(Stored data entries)
• • • •
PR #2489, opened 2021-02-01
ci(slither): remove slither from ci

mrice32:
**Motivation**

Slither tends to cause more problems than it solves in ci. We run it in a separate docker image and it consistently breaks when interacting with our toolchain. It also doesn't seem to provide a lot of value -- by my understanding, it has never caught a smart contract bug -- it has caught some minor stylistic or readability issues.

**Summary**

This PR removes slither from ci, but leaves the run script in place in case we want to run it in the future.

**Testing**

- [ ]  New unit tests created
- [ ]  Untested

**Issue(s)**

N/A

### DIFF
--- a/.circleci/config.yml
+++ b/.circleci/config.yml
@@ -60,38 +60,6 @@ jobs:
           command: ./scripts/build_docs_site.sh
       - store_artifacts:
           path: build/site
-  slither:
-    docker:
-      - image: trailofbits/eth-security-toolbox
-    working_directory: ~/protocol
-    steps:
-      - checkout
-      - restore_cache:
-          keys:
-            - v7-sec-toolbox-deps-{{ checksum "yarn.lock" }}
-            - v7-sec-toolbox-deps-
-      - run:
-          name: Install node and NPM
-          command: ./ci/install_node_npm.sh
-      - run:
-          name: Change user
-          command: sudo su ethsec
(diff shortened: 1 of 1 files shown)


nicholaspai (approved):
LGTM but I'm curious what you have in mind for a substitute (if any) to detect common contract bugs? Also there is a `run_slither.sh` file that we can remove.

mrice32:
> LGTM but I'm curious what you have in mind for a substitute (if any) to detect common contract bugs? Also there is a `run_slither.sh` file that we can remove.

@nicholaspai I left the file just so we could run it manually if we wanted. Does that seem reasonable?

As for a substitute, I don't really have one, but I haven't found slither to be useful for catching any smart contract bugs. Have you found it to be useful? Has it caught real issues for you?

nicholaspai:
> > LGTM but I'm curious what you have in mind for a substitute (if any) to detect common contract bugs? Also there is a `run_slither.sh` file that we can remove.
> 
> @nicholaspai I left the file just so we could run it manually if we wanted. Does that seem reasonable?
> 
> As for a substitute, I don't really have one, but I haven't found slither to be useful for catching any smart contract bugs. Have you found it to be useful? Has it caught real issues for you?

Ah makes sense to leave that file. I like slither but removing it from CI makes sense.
• • • •
• _EXERCISE DIRECTIONS_: Write the records out once more. Each line must match.

• _PROBLEM SOLUTION_:
PR #2489, opened 2021-02-01
ci(slither): remove slither from ci

mrice32:
**Motivation**

Slither tends to cause more problems than it solves in ci. We run it in a separate docker image and it consistently breaks when interacting with our toolchain. It also doesn't seem to provide a lot of value -- by my understanding, it has never caught a smart contract bug -- it has caught some minor stylistic or readability issues.

**Summary**

This PR removes slither from ci, but leaves the run script in place in case we want to run it in the future.

**Testing**

- [ ]  New unit tests created
- [ ]  Untested

**Issue(s)**

N/A

### DIFF
--- a/.circleci/config.yml
+++ b/.circleci/config.yml
@@ -60,38 +60,6 @@ jobs:
           command: ./scripts/build_docs_site.sh
       - store_artifacts:
           path: build/site
-  slither:
-    docker:
-      - image: trailofbits/eth-security-toolbox
-    working_directory: ~/protocol
-    steps:
-      - checkout
-      - restore_cache:
-          keys:
-            - v7-sec-toolbox-deps-{{ checksum "yarn.lock" }}
-            - v7-sec-toolbox-deps-
-      - run:
-          name: Install node and NPM
-          command: ./ci/install_node_npm.sh
-      - run:
-          name: Change user
-          command: sudo su ethsec
(diff shortened: 1 of 1 files shown)


nicholaspai (approved):
LGTM but I'm curious what you have in mind for a substitute (if any) to detect common contract bugs? Also there is a `run_slither.sh` file that we can remove.

mrice32:
> LGTM but I'm curious what you have in mind for a substitute (if any) to detect common contract bugs? Also there is a `run_slither.sh` file that we can remove.

@nicholaspai I left the file just so we could run it manually if we wanted. Does that seem reasonable?

As for a substitute, I don't really have one, but I haven't found slither to be useful for catching any smart contract bugs. Have you found it to be useful? Has it caught real issues for you?

nicholaspai:
> > LGTM but I'm curious what you have in mind for a substitute (if any) to detect common contract bugs? Also there is a `run_slither.sh` file that we can remove.
> 
> @nicholaspai I left the file just so we could run it manually if we wanted. Does that seem reasonable?
> 
> As for a substitute, I don't really have one, but I haven't found slither to be useful for catching any smart contract bugs. Have you found it to be useful? Has it caught real issues for you?

Ah makes sense to leave that file. I like slither but removing it from CI makes sense.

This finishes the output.